Since the minority group of one sex is doubly or triply hit, it should enjoy additional protection. By this logic, one could conclude that white Catholic women could not wear ostentatious religious symbols in school, but Muslim women of Arab origin could. For white converts to Islam, we are in a gray zone. But one can think that fervent Catholic black Quebecers could wear a clearly visible cross.
Under the guise of promoting progressive concepts, we are therefore in the presence of a concerted strategy to introduce this concept into Quebec law — a motion of the National Assembly being an act of Parliament, not as strong as a law, but enough evidence to be cited in court. The Court of Appeal is interested in this argument out of a thousand, because one of the pro-Bill 21 litigants, Christiane Pelchat, informs me that the Court specifically questioned the litigants on this subject. In short, it is feminist intersectionality in the service of the right of religions to display symbols of women’s submission within the state.
But maybe that’s just a misunderstanding. Did Ruba Ghazal know that her motion would have this legal impact? I asked the question to Québec solidaire and I am still waiting for an answer. If she knew, she was careful not to inform the other parliamentarians. The FFQ was obviously aware of this and, on its website, announces that “we have tabled, with the Collectif 8 mars and Québec solidaire, a motion”. It’s innovative. I was a member of the National Assembly for six years and this is the first time that I have seen an external group boast of having tabled a motion.

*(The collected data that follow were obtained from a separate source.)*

PR #5504, opened 2026-04-27
fix: support non-Latin text in InMemoryMemoryService search

### LINKED ISSUE #5501: InMemoryMemoryService search doesn't work with non-Latin text (Japanese, CJK, etc.)

weiguangli-io:
Fixes #5501

### Root Cause

`_extract_words_lower` uses `re.findall(r'[A-Za-z]+', text)` which only matches ASCII letters. All non-Latin characters (Japanese, Chinese, Korean, Cyrillic, etc.) are silently discarded, making `search_memory` unable to match any non-Latin text.

### Fix

Change the regex from `[A-Za-z]+` to `\w+` with `re.UNICODE` flag, which matches all Unicode word characters (letters, digits, underscore) across all scripts.

### DIFF
--- a/src/google/adk/memory/in_memory_memory_service.py
+++ b/src/google/adk/memory/in_memory_memory_service.py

It is clear that my friends from the Parti Québécois fell into the trap, supporting the motion out of progressive reflex without having the slightest idea of its legal impact. (In my opinion, they are not suspicious enough of the Politburo of QS.) This is not the first time that they let their guard down, they had also done so in solidarity motions denouncing “Islamophobia”, a loaded word that combines both anti-Muslim sentiment (condemnable) and any criticism of the Muslim religion. This sulphurous amalgam is not only supported by the Iranian despots, but by Justin Trudeau’s new adviser on Islamophobia and by Valérie Plante’s adviser on anti-racism.

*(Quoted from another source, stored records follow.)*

PR #5505, opened 2026-04-27
fix: use correct 'content' key in sandbox code executor input files

### LINKED ISSUE #5500: AgentEngineSandboxCodeExecutor sends 'contents' but Vertex SDK reads 'content' — input file payload silently dropped
## Summary

`AgentEngineSandboxCodeExecutor.execute_code()` builds the per-file dict with key `'contents'` (plural), but the Vertex AI SDK reads the singular key `'content'`. Result: when an agent passes input files via `CodeExecutionInput.input_files`, the file is created in the sandbox's working directory with its declared name but **zero bytes**. No exception is raised; the agent just sees an empty file.

This is a sibling of #5480 (external-delete recovery class mismatch), which I filed earlier from the same investigation.

## Versions

- **`google-adk` 1.31.0** (latest, 2026-04-16) — bug present
- **`google-adk` 1.27.2** — bug present (initial discovery)
- Verified by reading `src/google/adk/code_executors/agent_engine_sandbox_code_executor.py` directly at the v1.31.0 tag.

## Code paths

**Producer side** — `src/google/adk/code_executors/agent_engine_sandbox_code_executor.py` (v1.31.0, ~line 147):

```python
if code_execution_input.input_files:
    input_data['files'] = [
        {
            'name': f.name,
            'contents': f.content,        # ← writes 'contents'
            'mimeType': f.mime_type,
        }
        for f in code_execution_input.input_files
    ]
```

**Consumer side** — `vertexai/_genai/sandboxes.py` (~line 641, current SDK):

```python
for file in input_data.get("files", []):
    file_name = file.get("name", "")
    input_chunks.append(
        types.Chunk(
            mime_type=file.get("mimeType", ""),
            data=file.get("content", b""),    # ← reads 'content', not 'contents'
            metadata={"attributes": {"file_name": file_name.encode("utf-8")}},
        )
    )
```

The `data=file.get("content", b"")` falls through to the default `b""` because the dict only has `'contents'`. The `Chunk` is created with empty data.

## Reproduction

1. Build any code-executor agent with `code_executor=AgentEngineSandboxCodeExecutor(...)`.
2. Pass a non-empty `CodeExecutionInput.input_files=[File(name='data.csv', content=<some bytes>, mime_type='text/csv')]`.
3. Have the agent run `import pandas as pd; print(pd.read_csv('data.csv'))`.
4. Observe `pandas.errors.EmptyDataError: No columns to parse from file` — because `data.csv` exists but contains zero bytes.

## Fix

One-line change. In `agent_engine_sandbox_code_executor.py`, the dict key should be `'content'` (singular) to match what `vertexai/_genai/sandboxes.py` reads:

```python
input_data['files'] = [
    {
        'name': f.name,
        'content': f.content,             # was: 'contents'
        'mimeType': f.mime_type,
    }
    for f in code_execution_input.input_files
]
```

## Workaround

For projects that need to ship before this is fixed upstream, subclassing `AgentEngineSandboxCodeExecutor` and overriding `execute_code()` with a near-verbatim copy of the upstream method plus the corrected key works. (We also patch the related #5480 in the same subclass.) Happy to share the reference implementation if helpful.

## Related

- #5480 — Sibling bug in the same file (external-delete recovery catches wrong exception class)
- #3690 — Earlier related field-name-mismatch bug in this executor (stdout/stderr keys)

weiguangli-io:
Fixes #5500

### Root Cause

`AgentEngineSandboxCodeExecutor` builds the input file payload with key `'contents'` (plural), but the Vertex AI SDK (`vertexai/_genai/sandboxes.py`) reads `'content'` (singular). This causes `file.get("content", b"")` to always return the default empty bytes, so uploaded input files silently arrive as zero bytes in the sandbox.

### Fix

One-character change: `'contents'` → `'content'` at line 177.

### DIFF
--- a/src/google/adk/code_executors/agent_engine_sandbox_code_executor.py
+++ b/src/google/adk/code_executors/agent_engine_sandbox_code_executor.py
@@ -174,7 +174,7 @@ class AgentEngineSandboxCodeExecutor(BaseCodeExecutor):
       input_data['files'] = [
           {
               'name': f.name,
-              'contents': f.content,
+              'content': f.content,
               'mimeType': f.mime_type,
           }
           for f in code_execution_input.input_files


rohityan:

rohityan:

In both cases — Islamophobia and intersectionality — the Coalition avenir Québec applied the brakes. Is it by instinctive refusal of all this diverse newspeak or because she is aware of the legal pitfalls they contain? My sources at the CAQ contradict each other on this subject.
For QS and the neo-feminists of the FFQ, a red line has been crossed. “The fact that the CAQ did not support the motion, said Marie-Andrée Gauthier, spokesperson for the Collectif 8 mars, will be a driving force for feminist resistance. It is, she adds, “willful blindness”. What if, on the contrary, it was a refusal to allow oneself to be blinded? A healthy skepticism in the face of velvet concepts concealing torpedoes favorable to religions camping precisely at the intersection of obscurantism, homophobia and misogyny?